## Task prompt
Repeat, please, only the lines from the top of the data down to the line with "if i do this"; include both of those lines.

## Recorded information

Issue #1091, opened 2024-02-18
How to deep clone ignoring immer references? (deepCurrent vs currrent)


lveillard:
Hello! 

**Issue**
I'm struggling to mutate an object as i need to split it and then add different things to each new end. The problem is that the original object has nested objects, so when duplicating, the original nested objects get referenced.

Lets say i have
```
const a = {b: 0}
```
And then i split a to:
```
a => [a1, a2]
a1 => {b:0}
a2 => {b:0}
```

if i do this in the same draft and i modify b:2 it affects both.

I'm trying to sue structuredClone, structuredClone(current(a)) but they don't work because the draft are embeded.

With some real data:
```
subNode {
      '$thing': 'User',
      '$thingType': 'entity',
      '$op': 'update',
      '$bzId': 'R_9b59cc31-9df8-44ad-9dc2-839108f3f116',
      '$entity': 'User',
      '$id': <ref *1> [....} ],
      spaces: <ref *2> [
        {
          type_: 1,
          scope_: [Object],
          modified_: false,
          finalized_: false,
          assigned_: {},
          parent_: [Object],
          base_: [Array],
          draft_: [Circular *2],
          copy_: null,
          revoke_: [Function (anonymous)],
          isManual_: false
        }
      ]
    }
```
   Basically I split the original object which has $id: ['id1' ,'id2'] into an array with two objects.
 ```
 	return subNode.$id.map(($id: string, i: number) => ({
	   ...subNode,
	   $id: $id,
	   $bzId: `${subNode.$bzId}_${i}`,
	}));
```
This works at the root node, i get an array with two different BzId "_0" and "_1"
But if i modify the nested object, it gets modified in both places.

I tried to use this: `...structuredClone(subNode),`

But it gets this error:  `[object Array] could not be cloned.`
I guess this happens when it arrives to the nested structures created by immer.

Is there a way in immer to deeply clone an object and drop?

or the only way i can do right is a deepCurrent() and then use structureCloned over the result?

**Immer version:**
Using immer (9.0.21 as 10.0.x does not work with symbols that have references to objects)

mweststrate:
This might be a bug in `current`, but we need a repro to be sure. (See also comments in the PR)

mweststrate:
#1105 should fix the handling of Proxy properties. When drafted, they are now finalized correctly. Let me know if it isn't solved by `immer@10.0.4`

lveillard:
[...]

PR #1092, opened 2024-02-18
feat: deepCurrent

lveillard:
Related to this issue: https://github.com/immerjs/immer/issues/1091

This is just a draft, if it goes validated I can test it, add some tests and apply any changes you might ask for!

### DIFF
--- a/src/core/deepCurrent.ts
+++ b/src/core/deepCurrent.ts
@@ -1,0 +1,45 @@
+import {
+    die,
+    isDraft,
+    shallowCopy,
+    each,
+    DRAFT_STATE,
+    set,
+    ImmerState,
+    isDraftable,
+    isFrozen
+} from "../internal"
+
+// Extend the current function to handle deep drafts
+export function deepCurrent<T>(value: T): T
+export function deepCurrent(value: any): any {
+    if (!isDraft(value)) die(10, value) // Use Immer's error handling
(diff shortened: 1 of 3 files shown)


mweststrate:
Thanks for the effort of creating this PR! I think this might actually be a bug in the current `current` (lol) implementation, as it is supposed to be able to handle recursion already by the looks of it: https://github.com/immerjs/immer/blob/main/src/core/current.ts#L33

From a quick scan your implementation seems also to be exactly the same as `current`? Would you mind first setting up a unit test showing the problem in the existing `current` implementation?

lveillard:
> Thanks for the effort of creating this PR! I think this might actually be a bug in the current `current` (lol) implementation, as it is supposed to be able to handle recursion already by the looks of it: https://github.com/immerjs/immer/blob/main/src/core/current.ts#L33
> 
> From a quick scan your implementation seems also to be exactly the same as `current`? Would you mind first setting up a unit test showing the problem in the existing `current` implementation?

True! Somehow deepCurrent works for my use case and current does not 🤷‍♂️. Will try to find some time to build that test triggering the issue, I guess is related to using symbols with objects as values.

mweststrate:
Closing in favour of #1105, that fixes the underlying issue (I think). Thanks for reporting and taking the effort for this PR though!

## Exercise answer
Issue #1091, opened 2024-02-18
How to deep clone ignoring immer references? (deepCurrent vs currrent)


lveillard:
Hello! 

**Issue**
I'm struggling to mutate an object as i need to split it and then add different things to each new end. The problem is that the original object has nested objects, so when duplicating, the original nested objects get referenced.

Lets say i have
```
const a = {b: 0}
```
And then i split a to:
```
a => [a1, a2]
a1 => {b:0}
a2 => {b:0}
```

if i do this in the same draft and i modify b:2 it affects both.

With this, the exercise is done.